FORMER Prime Minister, Cavaco Silva, has broken silence about his presidential ambitions, saying he still had “some doubts” over his candidacy.
Speaking at Porto’s Economics Faculty on the theme of “Portugal – The Way of Convergence”, Cavaco Silva urged Prime Minister José Sócrates to press ahead with vital measures that “could no longer be postponed”. He said the government’s current ‘honeymoon’ with the voters has created a climate favourable to change and noted that indicators now heralded an end to the recent cycle of negative economic growth.
Cavaco Silva said that “indispensable” reforms were necessary in the judiciary and the public sector in order to boost overall competitiveness. He acknowledged that the reforms could prove unpopular and trigger a temporary rise in unemployment, but he described them as vital for long-term prosperity.
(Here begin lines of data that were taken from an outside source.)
PR #2676, opened 2021-07-23
Docs: Mention automatic precompilation and link to more info

Datseris:
(in the docstring of `Pkg.update`, whose call is the most likely first place someone will see precompilation happen.)


KristofferC:
Isn't `add` the first place they would see this happening?

Datseris:
Yeah I guess you are right. So, should I put it in both `add` and `update`, or only `add`? (I'd vote for both)

KristofferC:
I am not sure. It feels a little bit excessive to add this to a bunch of functions since the precompile step runs after almost anything (`instantiate`, `build`, `add`, `test`) etc. It is already documented in `precompile` so perhaps it is enough to just add a bread crumb to get people to look there?

Datseris:
Then I think the smallest we can do is to add "`Pkg.update` automatically calls [`Pkg.precompile`](`@ref`) after its call." as it cross links to the docstring. I'd say it is not so excessive to add this small sentence to the most common scenarios, which (without much knowledge) I'd say are `add, update, isntantiate`.

IanButterworth:
@Datseris I hope you don't mind, I pushed what I believe is agreed here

He also said that anti-globalisation rhetoric, particularly directed against countries in Eastern Europe and Asia, was pointless because the world market was here to stay. He urged Portuguese businesses to specialise in greater quality, increased value and technological innovation.
Cavaco Silva said exports had to be strengthened. “In 1990, this sector represented 33 per cent of GDP, five per cent above the European average, while in 2004 it corresponded to 31 per cent, four per cent below the European average,” he said.
He conceded that businesses bore ultimate responsibility in this area, but insisted that the government could create the right conditions for success. He suggested the state should concentrate on countries such as America, Brazil and Spain, rather than targeting numerous markets. Cavaco particularly urged the government to capture more of the Spanish market. He said Spain was more receptive to Portuguese exports, noting that Portugal enjoyed huge advantages over other countries in this respect.
Cavaco Silva also congratulated Marques Mendes on his election as the new leader of the opposition Social Democrats (PSD), the party that he once led, saying that Portugal needed “a strong and credible opposition”.